In Pink Bellies Lenore and her erstwhile companions, Ragamuffin and Pooty, face off against ghost hunters trying to get national coverage, mysterious soldiers determined to capture the little dead girl, and ancient gods from Taxidermy’s past who want to lock the creepy child guarder up for good. Readers also get a look into Taxidermy’s full back story, find out what really happened to Lenore’s mother, and learn that, yes, Lenore really does love cake that darn much.
I mistakenly had the idea that Lenore was an all-ages comic, so I was both shocked and thrilled at the off-the-wall humor in the first story. Nothing is sacred to Dirge, and he happily lampoons ghost hunter TV shows with the same verve as used to create a storyline with sentient bear poop. Sensitive readers probably won’t enjoy the subversively wrong comedy in Lenore as much as I did, but if your friends have ever told you that you have a weird sense of humor, I’m inclined to think this is probably right up your alley. (People always tell me I have a weird sense of humor.)
Dirge’s artwork isn’t as technically precise as some artists, but it adds the bizarre, through-the-looking-glass feel of Lenore’s story. She’s not supposed to look like a photo of a child; she’s a strange, little girl brought back from the dead. Heck, Taxidermy is wearing some sort of animal head and horns as a mask/face. Something about the style adds to the hilarity, since it’s almost like seeing a child’s drawings used to illustrate a much more adult story. What can I say? I liked it.
Lenore: Pink Bellies includes some bonus content to entice readers who collected each issue separately. This compilation includes some variant cover artwork, including commentary about the covers that were ultimately used, some Lenore artwork from other artists, and a tutorial to make Lenore hand puppets. (No, I am not making the puppet; she might eat me in my sleep or accidentally kill one of the pets!)

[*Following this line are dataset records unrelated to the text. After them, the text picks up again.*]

PR #1877, opened 2026-08-28
fix(confidence): stop an unreadable confidence from reading as 0.0

### LINKED ISSUE #1980: An unreadable confidence value is recorded as 0.0, and displaces a clean stored blob
### Version

### Platform

macOS (Apple Silicon)

### Install channel

Built from source

### Binary variant

standard

`strtod` answers `0.0` for text it cannot read. Two places treat that answer as a real
confidence, so a property blob carrying a malformed value — `"confidence":null`, an empty
string, anything non-numeric — is recorded as a confidence of **zero**. Zero is a
meaningful value in both places, so nothing looks wrong.

The concrete harm is in `src/graph_buffer/graph_buffer.c`. `edge_props_confidence` answers
`CBM_EDGE_CONF_ABSENT` (`-1`) for an edge carrying no confidence, so that any real
confidence outranks it. The merge in `edge_props_should_replace` is a plain comparison:

```c
if (inc != cur) {
    return inc > cur;
}
```

A malformed value answers `0.0`, and `0.0` beats `-1`. So a blob whose confidence the code
cannot even read **displaces a clean stored blob** that simply carried no confidence at
all — and the stored `"strategy"` goes with it. The function's own doc comment already
promises the opposite behaviour.

I expected an unreadable confidence to be treated as absent, exactly as a missing one is,
so it never outranks stored data.

### Reproduction

1. Index any project so at least one edge carries a `confidence` property.
2. Present a second property blob for the same edge whose confidence is malformed — for
   example `{"confidence":null,"strategy":"x"}`, or an empty string, or `"high"`.
3. Result: the malformed blob wins the merge and replaces the stored one, taking the
   stored `strategy` with it. Expected: the malformed blob is treated as carrying no
   confidence, so it does not displace stored data.

The same `strtod` assumption appears in a second place, so a fix should cover both call
sites rather than the merge alone.

### Logs

```text
No error or warning is emitted — the malformed value is accepted as 0.0.
```

```text
```

Reproduces at any scale.

### Confirmations

CaptainMittens:
## What this fixes

`strtod` answers `0.0` for text it cannot read. Two places treat the number
it returns as a real confidence, so a property blob carrying a malformed
value — `"confidence":null`, an empty string, anything non-numeric — came
back as a recorded confidence of **zero**. Zero is a meaningful value in
both places, so nothing looked wrong.

### 1. `src/graph_buffer/graph_buffer.c` — the wrong blob wins a merge

`edge_props_confidence` answers `CBM_EDGE_CONF_ABSENT` (`-1`) for an edge
that carries no confidence, so that any real confidence outranks it. The
merge in `edge_props_should_replace` is a plain comparison:

```c
if (inc != cur) {
    return inc > cur;
}
```

A malformed value answered `0.0`, which beats `-1`. So a blob whose
confidence the code cannot even read **displaced a clean stored blob** that
simply carried no confidence at all. The stored `"strategy"` went with it.

The function's own doc comment already promised the correct behaviour:

```c
/* Read "confidence":<double> out of an edge property blob. Absent/unparseable
 * reads as -1 ... */
```

Only the absent half was true.

### 2. `src/mcp/mcp.c` — "not recorded" published as `0.00`

`bfs_edge_evidence_for_hop` sets the confidence to `-1.0` first, and the
emitter publishes any value of `0` or more as a recorded number
(`%.2f` in the text renderer, a real in the JSON renderer) and `-` / `null`
below zero. A malformed value therefore printed as `0.00`.

That is the one number the surrounding code works to keep meaningful. A
caller reading `0.00` cannot tell "the resolver was certain this call is
wrong" from "nobody wrote a number here".

## The fix

Both sites now pass an end pointer to `strtod` and keep the absent sentinel
when the pointer never moved — nothing was read. This is the shape
`src/store/store.c:402` already uses.

```c
const char *value = p + sizeof(conf_key) - SKIP_ONE;
char *end = NULL;
double conf = strtod(value, &end);
if (end == value) {
    return CBM_EDGE_CONF_ABSENT;
}
return conf;
```

Only the unreadable case changes. A real `0.0` still reads as `0.0`
everywhere, and every existing confidence test passes untouched.

## Tests

Two tests come with the change. Both were **seen failing before the fix and
passing after** — not written after the fact.

| Test | File |
|---|---|
| `gbuf_edge_props_unreadable_confidence_does_not_displace_absent` | `tests/test_graph_buffer.c` |
| `tool_trace_path_unreadable_confidence_reports_not_recorded` | `tests/test_mcp.c` |

Each carries positive controls, so a later failure points at the confidence
and not at a broken request. The mcp test asserts the hop and its readable
`strategy` class still come through, then asserts the output holds no
`0.00`.

Red, before the fix:

```
258 passed, 2 failed, 6 skipped
  FAIL tests/test_mcp.c:3398: strstr(ev_txt, "0.00") is not NULL
  FAIL tests/test_graph_buffer.c:261: ASSERT(strstr(edges[0]->properties_json, "\"strategy\":\"lsp\"") != NULL)
```

Green, after the fix:

```
260 passed, 0 failed, 6 skipped   (EXIT=0)
```

## Checks run

| Command | Result |
|---|---|
| `make -f Makefile.cbm test-focused TEST_SUITES="graph_buffer mcp"` | `260 passed, 0 failed, 6 skipped` — exit 0 |
| `make -f Makefile.cbm test` | `7633 passed, 2 failed, 8 skipped` |

The two full-suite failures are in `tests/test_cli.c` (lines 1749 and 6725)
and reproduce on a clean tree without this change. Both print
`error: one or more agent cleanup operations failed`, so they depend on the
coding agents installed on the machine rather than on anything here.

## How this was found

By scanning for siblings of the parse bug fixed in #1875 — the same shape
of "a parse reports success while the input stays unread". These two are
the confidence-sentinel pair from that scan. Four more candidates remain
and will come as separate pull requests.

## Checklist

Fixes #1980

### DIFF
--- a/src/graph_buffer/graph_buffer.c
+++ b/src/graph_buffer/graph_buffer.c
@@ -1045,7 +1045,18 @@ static double edge_props_confidence(const char *props_json) {
     if (!p) {
         return CBM_EDGE_CONF_ABSENT;
     }
-    return strtod(p + sizeof(conf_key) - SKIP_ONE, NULL);
+    /* strtod answers 0.0 for text it cannot read, and 0.0 is a real
+     * confidence that beats CBM_EDGE_CONF_ABSENT. So a blob carrying
+     * "confidence":null used to outrank a clean blob that carries no
+     * confidence at all, and displace it. Ask strtod where it stopped: an
+     * end pointer that never moved means it read nothing. */
+    const char *value = p + sizeof(conf_key) - SKIP_ONE;
+    char *end = NULL;
+    double conf = strtod(value, &end);
+    if (end == value) {
+        return CBM_EDGE_CONF_ABSENT;
+    }
+    return conf;
 }
 
 /* Decide whether an incoming property blob replaces the stored one on a
--- a/src/mcp/mcp.c
+++ b/src/mcp/mcp.c
@@ -6498,7 +6498,16 @@ static bool bfs_edge_evidence_for_hop(cbm_traverse_result_t *tr, int64_t hop_nod
         if (conf) {
             const char *colon = strchr(conf, ':');
             if (colon) {
-                *confidence_out = strtod(colon + 1, NULL);
+                /* strtod answers 0.0 for text it cannot read, and the caller
+                 * publishes any value >= 0 as a recorded confidence. So a
+                 * malformed value used to print as 0.00 — the one number the
+                 * surrounding code works to keep meaningful. Keep the -1 when
+                 * the end pointer never moved: nothing was read. */
+                char *end = NULL;
+                double parsed = strtod(colon + 1, &end);
+                if (end != colon + 1) {
+                    *confidence_out = parsed;
+                }
             }
         }
         return true;
--- a/tests/test_graph_buffer.c
+++ b/tests/test_graph_buffer.c
@@ -236,6 +236,34 @@ TEST(gbuf_edge_props_merge_prefers_higher_confidence) {
     PASS();
 }
 
+/* A confidence the code cannot read is not evidence of anything, so it must
+ * not outrank an edge that simply carries no confidence at all.
+ *
+ * edge_props_confidence answers -1 for "absent" so that any real confidence
+ * beats it. strtod answers 0.0 for text it cannot read, so an unreadable
+ * value used to come back as a real confidence of zero -- which beats -1 and
+ * displaced the stored blob. The function's own comment already promised
+ * that "absent/unparseable reads as -1"; only the absent half was true. */
+TEST(gbuf_edge_props_unreadable_confidence_does_not_displace_absent) {
+    const char *no_conf = "{\"callee\":\"f\",\"strategy\":\"lsp\"}";
+    const char *bad_conf = "{\"callee\":\"f\",\"confidence\":null,\"strategy\":\"registry\"}";
+
+    cbm_gbuf_t *gb = cbm_gbuf_new("test", "/tmp");
+    int64_t a = cbm_gbuf_upsert_node(gb, "Function", "a", "pkg.a", "f.go", 1, 5, "{}");
+    int64_t b = cbm_gbuf_upsert_node(gb, "Function", "b", "pkg.b", "f.go", 6, 10, "{}");
+    cbm_gbuf_insert_edge(gb, a, b, "CALLS", no_conf);
+    cbm_gbuf_insert_edge(gb, a, b, "CALLS", bad_conf); /* unreadable, arrives last */
+
+    const cbm_gbuf_edge_t **edges = NULL;
+    int count = 0;
+    cbm_gbuf_find_edges_by_type(gb, "CALLS", &edges, &count);
+    ASSERT_EQ(count, 1);
+    ASSERT_TRUE(strstr(edges[0]->properties_json, "\"strategy\":\"lsp\"") != NULL);
+
+    cbm_gbuf_free(gb);
+    PASS();
+}
+
 /* An empty incoming blob must never displace real stored properties. */
 TEST(gbuf_edge_props_merge_keeps_existing_on_empty) {
     const char *lsp = "{\"callee\":\"f\",\"confidence\":0.95,\"strategy\":\"lsp\"}";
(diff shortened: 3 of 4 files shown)


CaptainMittens:
Context that is not visible from this PR on its own: it is one of four from a single scan.

After #1875 I went looking for siblings of its shape — a parse reports success while the input stays unread. The scan found six. Four are filed: #1875 (the cypher parser), this one (`strtod`), #1880 (`atoi`/`atol` on environment settings), and #1881 (`strtoll` on span timestamps).

They make the same argument as #1922: an input the code cannot read becomes a plausible value, and nothing downstream can tell it from a real one. The silence is the harm.

Here that value is `0.0`, and it is worse than a wrong number. `0.0` outranks the `-1` absent sentinel in `edge_props_should_replace`, so a blob whose confidence could not be read **displaced a clean stored blob** that simply carried none — and took the stored `strategy` with it. The function's own doc comment already promised the right behaviour; only the absent half of it was true.

Two more candidates from that scan are not filed yet. Would you rather they came as their own PRs, or folded into one of these?

DeusData:
Approved. The strongest thing in this PR is that the code disagreed with its own documented contract, and you found it by reading the comment.

**I checked it and it is exact.** `graph_buffer.c:1036`:

> Read "confidence":\<double\> out of an edge property blob. **Absent/unparseable** reads as -1 so any edge that carries a confidence outranks one that does not.

`CBM_EDGE_CONF_ABSENT` is `-1.0`, and only the absent half was ever implemented. "Only the absent half was true" is precisely right.

**And the consequence is graph corruption, not just a wrong number.** `strtod` answers `0.0`, `0.0 > -1.0`, so `edge_props_should_replace` concludes the incoming blob outranks the stored one — an edge whose confidence *cannot be read* displaces a clean edge that simply had none, and the stored `"strategy"` goes with it. That is a silent quality loss in the graph, and nothing about it looks wrong afterwards because zero is a legitimate confidence.

**The MCP half is the honesty half.** `0.00` published for an unreadable value is indistinguishable from "the resolver was certain this call is wrong", which is exactly the distinction `-1` / `null` / `-` exists to preserve. Reusing the `store.c:402` end-pointer shape rather than inventing a third convention is right.

**Only the unreadable case changes**, a real `0.0` still reads as `0.0`, and the existing confidence tests pass untouched — that scoping is what makes this safe to take.

**Your tests were seen red first, with positive controls.** Asserting the hop and its readable `strategy` still come through *before* asserting the output holds no `0.00` means a later failure points at the confidence rather than at a broken request. That is the shape that keeps a regression test useful in two years.

## One thing to do

**This is now `DIRTY`, and that is my doing rather than yours.** #1703 merged an hour ago and also touches `src/mcp/mcp.c`. A rebase onto current `main` should be mechanical — the two changes are in different functions. `main` also went briefly broken and was repaired by #1993 earlier today, so rebase now rather than onto anything older.

Once it is clean I will re-run and merge. Nothing else outstanding.

Working the class from #1875 rather than the individual bug — confidence here, timestamps in #1881, environment settings in #1880 — is why these read as one audit instead of three coincidences.

CaptainMittens:
Rebased onto current `main` (`5fbab7bb`) — now `62b44519`. `MERGEABLE` again.

One conflict, and it was the adjacent-line kind: `#1703` added `RUN_TEST(tool_trace_path_evidence_columns_match_header_issue1542)` on the line this branch adds `RUN_TEST(tool_trace_path_unreadable_confidence_reports_not_recorded)`. Both registrations belong, so both are kept, yours first. I confirmed each of the two has a `TEST()` definition and a `RUN_TEST()` registration afterwards, rather than assuming the resolution was right.

`src/mcp/mcp.c` auto-merged — the two changes are in different functions, as you predicted. I read the merged hunk to confirm the end-pointer check landed intact.

Built and ran the affected suites on the rebased tree: `mcp` and `graph_buffer` together, **303 passed, 4 skipped, 0 failed**.

Thank you for checking the `graph_buffer.c:1036` comment against the code rather than taking my word for it. The contract being written down and only half-implemented is what made this findable.

DeusData:
Merged as `7910de59`. Thank you — and sorry for the delay; the conflict you had to resolve was caused by our own #1703 merge, not by anything in your change.

The defect is a good one to have caught: an unreadable confidence reading as `0.0` is indistinguishable, downstream, from a genuine zero-confidence result. Every consumer that treats low confidence as "weak evidence" would quietly treat a parse failure as strong evidence of weakness. A sentinel that cannot be confused with a real value is the only way to keep those two cases apart.

Before merging I verified the combined tree, since #1836 landed in the same batch and also touches `src/mcp/mcp.c` and `tests/test_mcp.c` — `main` plus all three, `mcp cypher graph_buffer`, **493 passed, 0 failed**.

That is your third merge today, after #2008 and #1986.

Overall, Lenore: Pink Bellies will appeal to a certain type of reader who may be a bit Goth in his or her tastes and loves dubiously tasteful comedy. It’s a comic about a dead kid who has adventures with a stuffed doll that sometimes turns into a vampire and a bucket headed, magical pitchfork-wielding demon after all. Just make sure you’ve eaten before reading; you might start craving cake.